El sultán Saladino fue un general kurdo cuyo mérito principal fue unificar en la segunda mitad del siglo XII los territorios de Egipto, Siria, Irak y Yemen, mucho más que lo que el Estado Islámico ha conseguido hasta ahora. Sin embargo, ha pasado a la historia por reconquistar Jerusalén en el año 1187 y arrebatar a los cristianos la santa reliquia de la Vera Cruz.

Como gobernante, Saladino no fue un fanático de la religión. Convocó el Yihad, así, en masculino, pues, como dice el Corán, llamó a los fieles a seguir el camino del esfuerzo en la defensa de la fe y la justicia. Estaba firmemente convencido de que mientras los guerreros se ocupaban de la guerra el pueblo permanecía en paz. Fue un defensor de la paz, a su manera, y un enemigo de todos los extremistas. No tuvo piedad con los templarios, a los que quiso exterminar, pero al mismo tiempo permitió que los cristianos entraran en Jerusalén para celebrar sus cultos. También se enfrentó a los Asesinos, dirigidos en su tiempo por el siniestro Sinan, el viejo de la montaña. Sufrió varios atentados y se dice que les temía tanto que hacía derramar alrededor de su tienda cal y cenizas para que las pisadas descubrieran a los merodeadores. A pesar de tantas precauciones, no pudo evitar que una noche apareciera sobre su litera una torta envenenada con una nota amenazante. Finalmente optó por permitirles vivir en las montañas, siempre que cesaran en sus ataques.

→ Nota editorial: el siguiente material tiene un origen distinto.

PR #40, opened 2024-01-02
CardPileUicl

Paper-2:
# Description

Adds a UI popup that shows all the cards in the draw or discard pile on click. It will show all the cards in a grid.

## Related issue(s)

#18

## List of changes

* Adds a UI that shows the content of the discard/Draw Pile.

* Adds Deck view

## Tests

test_pile_ui test if the number of cardbases is equal to number of children the gridcontainer


Turtyo:
Thank you :+1:

#Scenes/TestingScene.tscn
```diff
@@ -11,13 +11,47 @@
...
+[ext_resource type="Script" path="res://UI/DeckPileUISetter.gd" id="19_ucc6f"]
+
+[sub_resource type="Resource" id="Resource_82ci8"]
+script = ExtResource("10_qowiy")
+damage_to_apply_to_target = 0.0
+damage_to_apply_to_caster = 0.0
+status_to_apply_to_target = Array[Resource("res://Status/StatusBase.gd")]([])
+status_to_apply_to_caster = Array[Resource("res://Status/StatusBase.gd")]([])
+affect_all_targets = false
+affect_all_casters = false
```
Tysterman74, line 30: These fields have been removed in #37 I believe. Should we wait for that PR to be merged in first? @Turtyo

Tests/test_pile_ui.gd
```diff
@@ -0,0 +1,44 @@
...
+var _card_container_scene: PackedScene = load("res://Cards/CardContainer.tscn")
+var _card_container_scroll_scene: PackedScene  = load("res://#Scenes/CardScrollUI.tscn")
+var _card_container: CardContainer = null
+var _card_scroll: Control = null
+
+const SCROLLCONTAINER = 2
+const GRIDCONTAINER = 0
+
+
+func _test_setter():
```
Tysterman74, line 13: Instead of calling this `_test_setter()` on the `test_populate()` function, you can override `before_all()` which is an override in GutTest that will do initial setup of stuff before running each test! This'll basically just remove `_test_setter()` from `test_populate()` and automatically provide the setup for any other tests we may make in this file.

https://gut.readthedocs.io/en/latest/Creating-Tests.html

Tests/test_pile_ui.gd
```diff
@@ -0,0 +1,44 @@
+extends GutTest
+#test for ui pop up
+
+var _card_container_scene: PackedScene = load("res://Cards/CardContainer.tscn")
+var _card_container_scroll_scene: PackedScene  = load("res://#Scenes/CardScrollUI.tscn")
+var _card_container: CardContainer = null
+var _card_scroll: Control = null
+
+const SCROLLCONTAINER = 2
+const GRIDCONTAINER = 0
```
Tysterman74, line 10: Maybe a nitpick here, but I do like to separate words with `_` so in this case `SCROLL_CONTAINER` and `GRID_CONTAINER`

Tysterman74 (changes requested):

#Scenes/TestingScene.tscn
Turtyo: ah that's what you were talking about ! It's fine, we can merge this in and then #37 that will prevent having to merge the main into this PR again
If it's just something like that and not Paper using explicitly something deleted then it's fine

Tests/test_pile_ui.gd
Turtyo: yes indeed ! I didn't explicitly add it in the `CONTRIBUTING.md` in the formatting part, but this is the format of the [GDScript style guide](https://docs.godotengine.org/en/stable/tutorials/scripting/gdscript/gdscript_styleguide.html#trailing-comma)

UI/CardPileUISetter.gd
```diff
@@ -22,3 +22,9 @@ func _on_card_counts_updated() -> void:
 
 func _get_count() -> int:
 	return CardManager.card_container.get_draw_pile_size()
+
+func _pressed() -> void:
+
+	var uiPile = cardUI.instantiate()
```
Turtyo, line 28: type of uiPile ?

UI/CardPileUISetter.gd
```diff
@@ -22,3 +22,9 @@ func _on_card_counts_updated() -> void:
...
+	uiPile.populate(get_name())
+	$"..".add_child(uiPile)
```
Turtyo, line 30: maybe a `var parent = $".."` then `parent.add_child` would be a bit less cryptic. Not sure that syntax is possible though

UI/CardScrollUI.gd
```diff
@@ -0,0 +1,54 @@
...
+			cards_to_display = discard_pile
+			$Label.text = "Showing the discard pile"
+		"DrawPile":
+			cards_to_display = draw_pile
+			$Label.text = "Showing the draw pile"
+		"DeckPile":
+			cards_to_display = deck_pile
+			$Label.text = "Showing the deck pile"
+	
+	cards_to_display.sort()
```
Turtyo, line 40: what are they sorted by ? how does the sort function works for an array of `Cardbase` ?
I don't think the sort function is implemented by default for us, and i didn't see an implementation either. My guess is that it currently sort based on object index, which for the player might not have any logic.

Some things we can do for now:
- add a sort function (call it `card_sorting`)
- use this on the array of cards
- good thing is that now we can change the internal logic of our sorting function without having to touch this code again (we could do alphabetical order, obtained order, by type etc...)

UI/CardScrollUI.gd
```diff
@@ -0,0 +1,54 @@
...
+
+const CARD_SCALE: Vector2 = Vector2(.7, .7)
+const CARDUI_INDEX: int = 2
+const CARDUI_POS: Vector2 = Vector2(4,4)
+const SIZE_OFFSET: Vector2 = Vector2(10,10)
+
+func _on_button_pressed() -> void:
+	queue_free()
+
+func _input(_inputevent: InputEvent) -> void:
```
Turtyo, line 21: so that removes all the cards from the display when called right ?

Tests/test_pile_ui.gd
```diff
@@ -0,0 +1,43 @@
+extends GutTest
+#test for ui pop up
+
+var _card_container_scene: PackedScene = load("res://Cards/CardContainer.tscn")
+var _card_container_scroll_scene: PackedScene  = load("res://#Scenes/CardScrollUI.tscn")
+var _card_container: CardContainer = null
+var _card_scroll: Control = null
+
+const SCROLL_CONTAINER = 2
+const GRID_CONTAINER = 0
```
Turtyo, line 10: not sure to understand what those two are as i didn't see them in other places

Tests/test_pile_ui.gd
```diff
@@ -0,0 +1,43 @@
...
+
+
+func before_all():
```
Turtyo, line 13: should add an `after_all` to free the queue. Maybe even doing a `before_each` and `after_each` would be better in case we add more tests that would need a clean environment between each of them

Tests/test_pile_ui.gd
```diff
@@ -0,0 +1,43 @@
...
+	
+
+func test_populate():
+	
+	_card_scroll.populate("DeckPile")
+
+	var cards_in_pile: int = len(_card_scroll.deck_pile)
+	var grid: GridContainer = _card_scroll.get_child(SCROLL_CONTAINER).get_child(GRID_CONTAINER)
+
+	assert_eq(cards_in_pile, grid.get_child_count())
```
Turtyo, line 40: yeah since it's visual, i guess there is not much that can be tested. Maybe could also assert that every card in cards_in_pile is in the grid but i'm not sure how (because those are two different objects right ?)
Maybe best way to test that is to look at it, though it would be better if it was automated

UI/CardScrollUI.gd
Paper-2: Yes, it deletes the root node CardScrollUI to be more specific.

Tests/test_pile_ui.gd
Paper-2: Those are the indexes to get their node. I can the INDEX as a suffix.

UI/CardScrollUI.gd
Paper-2: The cards cards can only be sorted by title for now, as there's nothing storing their type or a history of card obtained. I will make a function named card_sort_by_title and use  the sort_custom fuction to applied it.

Tests/test_pile_ui.gd
Paper-2: It's not just that is visual. Godot doesn't allow the children of a container to have their own position, instead they return the position of the parent. If that wasn't the case then I could make the test check if the cards are collading with each other. Right now, the test is just checking if the amount of children equals the lenght of deck_pile.

#Scenes/TestingScene.tscn
Tysterman74: Roger that, I will resolve.

Tysterman74 (dismissed):

UI/CardScrollUI.gd
Turtyo: maybe a little comment would be good

Tests/test_pile_ui.gd
Turtyo: What about checking that every card in the grid is a card in the list of cards ?

Turtyo (approved):
Approved but don't forget to address the last few comments that are left open

Turtyo (approved):

Turtyo:
When running the GUT tests in local, I get hit with an error. In `test_pile_ui.gd`:
```GDScript
func before_each():
	_card_container = _card_container_scene.instantiate()
	_card_scroll = _card_container_scroll_scene.instantiate() # <--- error here
```
it calls:
```GDSript
var discard_pile: Array[CardBase] = CardManager.card_container.discard_pile
```
in `CardScrollUI.gd` "Invalid get index 'discard_pile' (on base: previously freed)

This might be due to creating then freeing then creating again as the error suggests

Turtyo (commented):
Tests are passing now, but I have a total of 458 new orphans in the test (and 463 in total), which I assume means they are not being freed correctly ?

Turtyo:
After testing in local, there are several problems:
- Only one card is given at a time
- No cards are shown if i click on a pile
- The return button does not work (only the escape key)
- I can't un-select a card that i selected in my hand

Which is why it's important to look at the game and not just the actual code i guess, i'll think about it before approving next time :sweat:

Tests/test_pile_ui.gd
```diff
@@ -0,0 +1,50 @@
...
+	for card_index: int in _card_container.default_deck.size():
+		_card_container.default_deck[card_index] = CardBase.new()
+		_card_container.default_deck[card_index].card_title = "Card" + str(card_index + 1)
+	
+	get_tree().root.add_child(_card_container)
+	
+
+func after_each():
+	
+
```
Tysterman74, line 32: Some extra whitespace here.

Tysterman74 (approved):

Turtyo (approved):
Alright now everything seems to be working fine, no orphaned nodes in the test or when playing the game, everything is displaying.
Only problem is that we are using free instead if `queue_free` in the test so the behaviour is a bit different between the test and the actual game

Tysterman74 (approved):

Saladino murió en Damasco a los 55 años de edad de muerte natural, rodeado del respeto y la admiración de muchos gobernantes de su tiempo. Es posible que conociera unos versos del poeta ciego al-Ma’arri, un librepensador irónico que escribió: «Los habitantes de la Tierra se dividen en dos: los que tienen cabeza pero no religión, los que tienen religión pero no cabeza».

Francisco Ruiz Gómez, catedrático de Historia Medieval de la Universidad de Castilla-La Mancha.